Growing up in the UK in the 1960s, with the exception of the likes of apples, pears and plums, fresh fruit was more or less considered a luxury for many of us. We were only ever guaranteed to sample the now humble orange at Easter and perhaps Christmas. The exotic banana was also still very much regarded as a special treat. The only time we were likely to taste the likes of peach, pineapple, grapes and cherries was when “our mams” opened a tin of fruit cocktail on the odd special Sunday.
Well, all aspects of life in the UK, as almost everywhere, have changed just a little bit since those halcyon days of the 1960s. This includes the great variety of exotic fruits that are now available to us from across the globe. Mangoes, pineapples, avocados, guavas, papayas, grapefruit, melons, kiwifruit, persimmons and lychees, are to name but a few varieties of exotic fruits being imported into the UK in ever growing quantities. While we once may never have heard of many of these tropical fruits, they are becoming increasingly familiar. Contrarily, here’s a brief narrative on five exotic fruits you may still not know:
Snake Fruit, also known as Salak, is an exotic fruit that originates from Indonesia. However, these days it can now be found throughout much of Southeast Asia. It has a reddish-brown, scaly skin that resembles that of a snake, which obviously gives rise to the fruit’s anglicised name.
The flesh of the snake fruit is creamy white and has a similar texture to that of an apple. Its sweet, tangy flavour is somewhere between that of a pineapple and banana. The fruit is mostly eaten fresh, though it can also be used in desserts, jams, and preserves. The fruit is also high in fibre, potassium, vitamin C and vitamin A.
The pepino, also known as the pepino melon, the tree melon, the melon pear and the pear melon, is native to South America. However, the fruit is now grown throughout many of the warmer climes of Europe. The fruit is a member of the nightshade family and therefore a relative of the tomato.

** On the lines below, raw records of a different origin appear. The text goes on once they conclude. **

PR #502, opened 2023-06-16
Fix LHS and RHS extraction from rules.

virgil-serbanuta:
When normalizing a rewrite, pyk represents something like "(a => .K) ~> stuff" as "(a => #EmptyK) ~> stuff". When extracting the RHS of such a rewrite, pyk produces "#EmptyK ~> stuff" which breaks various tools.

This PR replaces "#EmptyK" with an actual empty KSequence (i.e., KSequence([])), which, for the example above, will produce just "stuff" as the RHS.


ehildenb:
Notice that here: https://github.com/runtimeverification/pyk/blob/b1f057583b4fb335b68258a5b6278ebb8f12b1f7/src/pyk/kast/inner.py#L586

We flatten nested `KSequence` at construction time. Maybe immediately after doing that, you can run this filter, so that we just never build a `KSequence` with an empty item it in.

src/pyk/kast/inner.py
```diff
@@ -696,3 +701,9 @@ def build_cons(unit: KInner, label: str | KLabel, terms: Iterable[KInner]) -> KI
         return KApply(label, (fst, build_cons(unit, label, it)))
     except StopIteration:
         return unit
+
+
+def is_empty_k(item: KInner) -> bool:
+    if not isinstance(item, KApply):
+        return False
+    return item.label.name == EMPTY_K_LABEL
```
tothtamas28, line 709: I'd just move `EMPTY_K` here and compare for equality, then this and `EMPTY_K_LABEL` become unnecessary.

src/pyk/kast/manip.py
```diff
@@ -148,12 +159,21 @@ def simplify_bool(k: KInner) -> KInner:
     return new_k
 
 
+def remove_empty_k(term: KInner) -> KInner:
```
tothtamas28, line 162: Ideally calling this function should never be necessary (except perhaps for terms coming from the outside). Can you root cause where the malformed terms are coming from in your use case?

src/pyk/kast/inner.py
virgil-serbanuta: Actually, I removed it EMPTY_K.

src/pyk/kast/manip.py
virgil-serbanuta: pyk was adding this in `push_down_rewrites`. I rewrote this PR.

ehildenb (approved):

ehildenb:
@virgil-serbanuta I've approved, but please do two things:

- Add a description to the main PR comment above.
- Add a test of `push_down_rewrites`: https://github.com/runtimeverification/pyk/blob/94c3f6928d5dbdafd064de4ad63fbd940c47bb2a/src/tests/unit/kast/test_manip.py#L44

PR #505, opened 2023-06-19
Deduplicate productions

virgil-serbanuta:


src/pyk/kast/outer.py
```diff
@@ -1033,6 +1033,23 @@ def production_for_klabel(self, klabel: KLabel) -> KProduction:
...
+                equivalent = False
+                trimmed_prod = prod.let_att(KAtt({}))
+                for _, t in unique_no_att:
+                    if t == trimmed_prod:
+                        equivalent = True
+                        break
+                if equivalent:
+                    continue
+                unique_no_att.append((prod, trimmed_prod))
+            _prods = [p for p, _ in unique_no_att]
```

As some of its alternative names strongly suggest, the pepino has a taste that is somewhere between a pear and a melon. The fruit’s soft, sweet, tasty flesh is coloured golden yellow to yellow-orange and can be eaten raw and with the skin on. They can also be used as an ingredient in chutneys and preserves. The fruit as average levels of vital B-complex vitamins and minerals such as phosphorus, iron, calcium and manganese.
The sapodilla’s other common name is the chicozapote, but amongst others, it is also known as the sapot, chicoo, chicle, naseberry or the nispero. It’s native to southern Mexico, Central America, and parts of the Caribbean. Introduced to the Philippines during the 16th-century Spanish colonization, it is now also widely grown through South East Asia.
The sweet tasting sapodilla’s yellowish brown flesh has been compared to that of a combination of pear and brown sugar. The sapodilla, when ripe, can be eaten raw but can also be made into the likes of jams, cake batters, chutneys, and custards. The nutritious fruit is not only high in fibre and but provides a good variety of vitamins and minerals. The sapodilla is particularly high in vitamin C and copper.
The kiwano is also widely known as the horned melon, but its other names include the jelly melon, African horned cucumber, hedged gourd and melano. The fruit originates from the savannah regions of Southern Africa but is now also cultivated in the Antipodes, parts of Europe, Israel and Chile.
Both the seeds and the flesh of the kiwano can be eaten, though taste is dependant on its degree of ripeness. The green fruit tastes like cucumber but as it ripens the flesh becomes sweeter. A ripe kiwano is a yellowy orange colour and tastes like a cross between melon, banana and lime. The nutritious fruit is high in magnesium, potassium, iron, and antioxidants.
The mangosteen, sometimes known as “the queen of fruits”, originates from the countries that rim the Indian Ocean. It became established in parts of the Americas, namely Guatemala, Honduras, Panama, Ecuador, and the West Indies, during the 19th century.
The mangosteen has a thick purple inedible rind and a unique tasting, sweet and sour, delicate white flesh. It also has black seeds about the size of an almond which are edible though sometimes bitter, if mature. The fruit is mostly eaten fresh, individually or in fruit salads, but is also available canned or frozen. Low in calories and high in fibre, the fruit also provides a good range of essential vitamins and minerals. Additionally, mangosteens are also particularly well-known for their high antioxidant and anti-inflammatory content in the form of xanthones.